- **The problem**
The entries are given below. Output each one unchanged.

- **Records shown**

PR #3058, opened 2025-01-27
style: adjust use of color in some components

mimarz:
Improve transparency for use of border strong color token and coloring.

From meeting with @Febakke @Thunear @eirikbacker 

- Update to use `text-subtle` instead of `border-strong` for correct semantics with component text
- Removed duplicate variables `data-color` declaration in `button.css` (what was this for?)
- Cleaned up some input variables according to semantic use


packages/css/src/input.css
```diff
@@ -7,7 +7,7 @@
   --dsc-input-background--readonly: var(--ds-color-neutral-background-subtle);
   --dsc-input-background: var(--ds-color-neutral-background-default);
   --dsc-input-border-color--checked: var(--ds-color-base-default);
-  --dsc-input-border-color--invalid: var(--ds-color-danger-border-strong);
+  --dsc-input-border-color--invalid: var(--ds-color-danger-text-subtle);
```
Barsnes, line 10: We need an explanation as to why we use a **text token** for the **border** color here

mimarz: Changed css variable and added description as to how its used. 

We also used `text-subtle` as its guaranteed to have enough contrast against background and surface, as is not the case for `border-strong`.

mimarz: Refactored variables now for simpler usage and linking to props according to state.

packages/css/src/input.css
```diff
@@ -2,21 +2,19 @@
...
   --dsc-input-border-color--readonly: var(--ds-color-neutral-border-subtle);
   --dsc-input-border-color: var(--ds-color-neutral-border-default);
   --dsc-input-border-width--toggle: max(1px, calc(var(--ds-size-1) / 2)); /* Allow border-width to grow with font-size */
   --dsc-input-border-width: 1px;
   --dsc-input-border-style: solid;
-  --dsc-input-color--checked: var(--ds-color-base-contrast-default);
-  --dsc-input-color--invalid: var(--ds-color-danger-base-contrast-default);
-  --dsc-input-color--readonly: var(--ds-color-neutral-text-subtle);
+  --dsc-input-stroke-color--checked: var(--ds-color-base-contrast-default);
+  --dsc-input-stroke-color--invalid: var(--ds-color-danger-base-contrast-default);
```
eirikbacker, line 13:
```suggestion
  --dsc-input-color--invalid-contrast: var(--ds-color-danger-base-contrast-default);
```

packages/css/src/input.css
```diff
@@ -2,21 +2,19 @@
...
   --dsc-input-border-style: solid;
-  --dsc-input-color--checked: var(--ds-color-base-contrast-default);
-  --dsc-input-color--invalid: var(--ds-color-danger-base-contrast-default);
-  --dsc-input-color--readonly: var(--ds-color-neutral-text-subtle);
   --dsc-input-color: var(--ds-color-neutral-text-default);
+  --dsc-input-color--readonly: var(--ds-color-neutral-text-subtle);
+  --dsc-input-color--checked: var(--ds-color-base-default);
+  --dsc-input-color--checked-contrast: var(--ds-color-base-contrast-default);
+  --dsc-input-color--invalid: var(--ds-color-danger-text-subtle);
+  --dsc-input-color--invalid-contrast: var(--ds-color-danger-base-contrast-default);
```
Barsnes, line 17: Since this is still in review, I'll add a comment here.
Using `--dsc-input-color` means that it **should** be used for the css property `color:`.
`color` is for text, but here we are mixing a lot of different tokens, base, contrast, text.. This is using our tokens wrong.
We need **a good** explanation for this

Barsnes (changes requested):

packages/css/src/input.css
mimarz: yeah, not sold on it completely either. Work in progress :)

mimarz: No, I want chromatics help 😩

eirikbacker: We use `color` for both text and icons - everything content really. If anything, we should rename our token to `--ds-color-danger-content-subtle` thought this is a bit unconventional. A designer should _always_ ensure sufficient contrast between text and background. Therefore, it is much better to use `-text` variables than `-border` as no designer will (noor need to) verify border color contrast :)
I suggest we stick to a semantic meaning and a11y safety, and especially when it comes to what variables we _consume_ ☺️

eirikbacker (approved):
👏

packages/css/src/button.css
```diff
@@ -44,27 +44,7 @@
...
-      --dsc-button-background: transparent;
-      --dsc-button-background--active: var(--ds-color-surface-active);
-      --dsc-button-background--hover: var(--ds-color-surface-hover);
-      --dsc-button-color: var(--ds-color-text-subtle);
-      --dsc-button-color--hover: var(--ds-color-text-default);
-    }
-    &[data-variant='secondary'] {
-      --dsc-button-border-color: var(--ds-color-border-strong);
-    }
+    --dsc-button-border-color: currentColor;
```
Barsnes, line 47: Comment as to why? (keep same color as text color)

Barsnes (commented):
From my understanding, there was an issue in the **Chip**, where radio and checkbox effectivley worked as icons - which I can agree with.

However, this means that we should not make changes to the input component.

We set `--dsc-input-color--invalid: var(--ds-color-danger-text-subtle);`, but why is the text in the input not red when it is invalid? 
See:
image

The variable "lies" to the consumer, and the border around the invalid input should still use the border-strong from danger. Same goes for other `--dsc-input-color--XXX`.

`stroke-color` is a nice namespace to use, and falls inline with how we use `spacing` - A token that does not map to a css property.. could be interpeted as https://developer.mozilla.org/en-US/docs/Web/CSS/-webkit-text-stroke-color, but I don't think this is an issue.
According to the comment added: "Stroke is used as the dot in radio, and checkmark in checkboxes". `--dsc-input-icon-color` could also work, since we define the inputs in a chip as an icon.

I will make a PR into this branch with a suggestion, where we split the `.ds-input` class a bit more granuarly. This makes it so naming variables is a bit easier

packages/css/src/button.css
mimarz: change to text-subtle as border should hang together with text color.

packages/css/src/chip.css
```diff
@@ -82,17 +82,16 @@
   }
 
   & > input {
-    --dsc-input-background--checked: var(--dsc-chip-color--checked);
-    --dsc-input-background: transparent;
-    --dsc-input-border-color--checked: var(--dsc-chip-color--checked);
+    --dsc-input-background: trasparent;
```
Barsnes, line 85:
```suggestion
    --dsc-input-background: transparent;
```

Barsnes (approved):
Though not perfect, it is much better than the initial PR. Good job

Issue #3029, opened 2025-01-21
Changes to the color scale


mrosvik:
## Problem
We need white surfaces on our components. Using background-default for this does not fit the pattern and introduces issues when we try to create logic for surfaces.

In #2845 @Thunear has tested neutral colors with alpha, but several challenges has been identified. After a meeting 21.01.25 with @eirikbacker @mrosvik @Thunear @Febakke @mimarz the new proposal is to add a color to the surface group instead. 

## Suggestion 
- [x] #3046
- [x] Add new color `surface-default` in the surface group. This color will be the same as `background.default`
- [x] Restructure the color scale so that the base colors (together with contrast-colors) is arranged at the end with a divider. This will make it clearer which colors are related and intended to be used together.
    - [ ] Rearrange in theme builder. @Thunear will create a branch we can share to recive inputs.
    - [x] Rearrange in tokens
- [x] Ask community for input
- [x] @Thunear will document findings from #2845 to ensure this knowledge is available for future reference and decisions.

## Additional notes from meeting 21.01.25

- It is suggested to introduce the option to choose between solid and alpha colors in the theme builder when you add a color. (After V1)
- The CSS color-mix function can be used to blend colors with a given percentage.

Febakke:
One thing we discussed what that the background colors should not be used on our components. I will document what i find here. 

- Read-only form components use `neutral-background-subtle` as background color

mrosvik:
Done! 🥳

PR #3069, opened 2025-01-28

- **Written response**
PR #3058, opened 2025-01-27
style: adjust use of color in some components

mimarz:
Improve transparency for use of border strong color token and coloring.

From meeting with @Febakke @Thunear @eirikbacker 

- Update to use `text-subtle` instead of `border-strong` for correct semantics with component text
- Removed duplicate variables `data-color` declaration in `button.css` (what was this for?)
- Cleaned up some input variables according to semantic use


packages/css/src/input.css
```diff
@@ -7,7 +7,7 @@
   --dsc-input-background--readonly: var(--ds-color-neutral-background-subtle);
   --dsc-input-background: var(--ds-color-neutral-background-default);
   --dsc-input-border-color--checked: var(--ds-color-base-default);
-  --dsc-input-border-color--invalid: var(--ds-color-danger-border-strong);
+  --dsc-input-border-color--invalid: var(--ds-color-danger-text-subtle);
```
Barsnes, line 10: We need an explanation as to why we use a **text token** for the **border** color here

mimarz: Changed css variable and added description as to how its used. 

We also used `text-subtle` as its guaranteed to have enough contrast against background and surface, as is not the case for `border-strong`.

mimarz: Refactored variables now for simpler usage and linking to props according to state.

packages/css/src/input.css
```diff
@@ -2,21 +2,19 @@
...
   --dsc-input-border-color--readonly: var(--ds-color-neutral-border-subtle);
   --dsc-input-border-color: var(--ds-color-neutral-border-default);
   --dsc-input-border-width--toggle: max(1px, calc(var(--ds-size-1) / 2)); /* Allow border-width to grow with font-size */
   --dsc-input-border-width: 1px;
   --dsc-input-border-style: solid;
-  --dsc-input-color--checked: var(--ds-color-base-contrast-default);
-  --dsc-input-color--invalid: var(--ds-color-danger-base-contrast-default);
-  --dsc-input-color--readonly: var(--ds-color-neutral-text-subtle);
+  --dsc-input-stroke-color--checked: var(--ds-color-base-contrast-default);
+  --dsc-input-stroke-color--invalid: var(--ds-color-danger-base-contrast-default);
```
eirikbacker, line 13:
```suggestion
  --dsc-input-color--invalid-contrast: var(--ds-color-danger-base-contrast-default);
```

packages/css/src/input.css
```diff
@@ -2,21 +2,19 @@
...
   --dsc-input-border-style: solid;
-  --dsc-input-color--checked: var(--ds-color-base-contrast-default);
-  --dsc-input-color--invalid: var(--ds-color-danger-base-contrast-default);
-  --dsc-input-color--readonly: var(--ds-color-neutral-text-subtle);
   --dsc-input-color: var(--ds-color-neutral-text-default);
+  --dsc-input-color--readonly: var(--ds-color-neutral-text-subtle);
+  --dsc-input-color--checked: var(--ds-color-base-default);
+  --dsc-input-color--checked-contrast: var(--ds-color-base-contrast-default);
+  --dsc-input-color--invalid: var(--ds-color-danger-text-subtle);
+  --dsc-input-color--invalid-contrast: var(--ds-color-danger-base-contrast-default);
```
Barsnes, line 17: Since this is still in review, I'll add a comment here.
Using `--dsc-input-color` means that it **should** be used for the css property `color:`.
`color` is for text, but here we are mixing a lot of different tokens, base, contrast, text.. This is using our tokens wrong.
We need **a good** explanation for this

Barsnes (changes requested):

packages/css/src/input.css
mimarz: yeah, not sold on it completely either. Work in progress :)

mimarz: No, I want chromatics help 😩

eirikbacker: We use `color` for both text and icons - everything content really. If anything, we should rename our token to `--ds-color-danger-content-subtle` thought this is a bit unconventional. A designer should _always_ ensure sufficient contrast between text and background. Therefore, it is much better to use `-text` variables than `-border` as no designer will (noor need to) verify border color contrast :)
I suggest we stick to a semantic meaning and a11y safety, and especially when it comes to what variables we _consume_ ☺️

eirikbacker (approved):
👏

packages/css/src/button.css
```diff
@@ -44,27 +44,7 @@
...
-      --dsc-button-background: transparent;
-      --dsc-button-background--active: var(--ds-color-surface-active);
-      --dsc-button-background--hover: var(--ds-color-surface-hover);
-      --dsc-button-color: var(--ds-color-text-subtle);
-      --dsc-button-color--hover: var(--ds-color-text-default);
-    }
-    &[data-variant='secondary'] {
-      --dsc-button-border-color: var(--ds-color-border-strong);
-    }
+    --dsc-button-border-color: currentColor;
```
Barsnes, line 47: Comment as to why? (keep same color as text color)

Barsnes (commented):
From my understanding, there was an issue in the **Chip**, where radio and checkbox effectivley worked as icons - which I can agree with.

However, this means that we should not make changes to the input component.

We set `--dsc-input-color--invalid: var(--ds-color-danger-text-subtle);`, but why is the text in the input not red when it is invalid? 
See:
image

The variable "lies" to the consumer, and the border around the invalid input should still use the border-strong from danger. Same goes for other `--dsc-input-color--XXX`.

`stroke-color` is a nice namespace to use, and falls inline with how we use `spacing` - A token that does not map to a css property.. could be interpeted as https://developer.mozilla.org/en-US/docs/Web/CSS/-webkit-text-stroke-color, but I don't think this is an issue.
According to the comment added: "Stroke is used as the dot in radio, and checkmark in checkboxes". `--dsc-input-icon-color` could also work, since we define the inputs in a chip as an icon.

I will make a PR into this branch with a suggestion, where we split the `.ds-input` class a bit more granuarly. This makes it so naming variables is a bit easier

packages/css/src/button.css
mimarz: change to text-subtle as border should hang together with text color.

packages/css/src/chip.css
```diff
@@ -82,17 +82,16 @@
   }
 
   & > input {
-    --dsc-input-background--checked: var(--dsc-chip-color--checked);
-    --dsc-input-background: transparent;
-    --dsc-input-border-color--checked: var(--dsc-chip-color--checked);
+    --dsc-input-background: trasparent;
```
Barsnes, line 85:
```suggestion
    --dsc-input-background: transparent;
```

Barsnes (approved):
Though not perfect, it is much better than the initial PR. Good job

Issue #3029, opened 2025-01-21
Changes to the color scale


mrosvik:
## Problem
We need white surfaces on our components. Using background-default for this does not fit the pattern and introduces issues when we try to create logic for surfaces.

In #2845 @Thunear has tested neutral colors with alpha, but several challenges has been identified. After a meeting 21.01.25 with @eirikbacker @mrosvik @Thunear @Febakke @mimarz the new proposal is to add a color to the surface group instead. 

## Suggestion 
- [x] #3046
- [x] Add new color `surface-default` in the surface group. This color will be the same as `background.default`
- [x] Restructure the color scale so that the base colors (together with contrast-colors) is arranged at the end with a divider. This will make it clearer which colors are related and intended to be used together.
    - [ ] Rearrange in theme builder. @Thunear will create a branch we can share to recive inputs.
    - [x] Rearrange in tokens
- [x] Ask community for input
- [x] @Thunear will document findings from #2845 to ensure this knowledge is available for future reference and decisions.

## Additional notes from meeting 21.01.25

- It is suggested to introduce the option to choose between solid and alpha colors in the theme builder when you add a color. (After V1)
- The CSS color-mix function can be used to blend colors with a given percentage.

Febakke:
One thing we discussed what that the background colors should not be used on our components. I will document what i find here. 

- Read-only form components use `neutral-background-subtle` as background color

mrosvik:
Done! 🥳

PR #3069, opened 2025-01-28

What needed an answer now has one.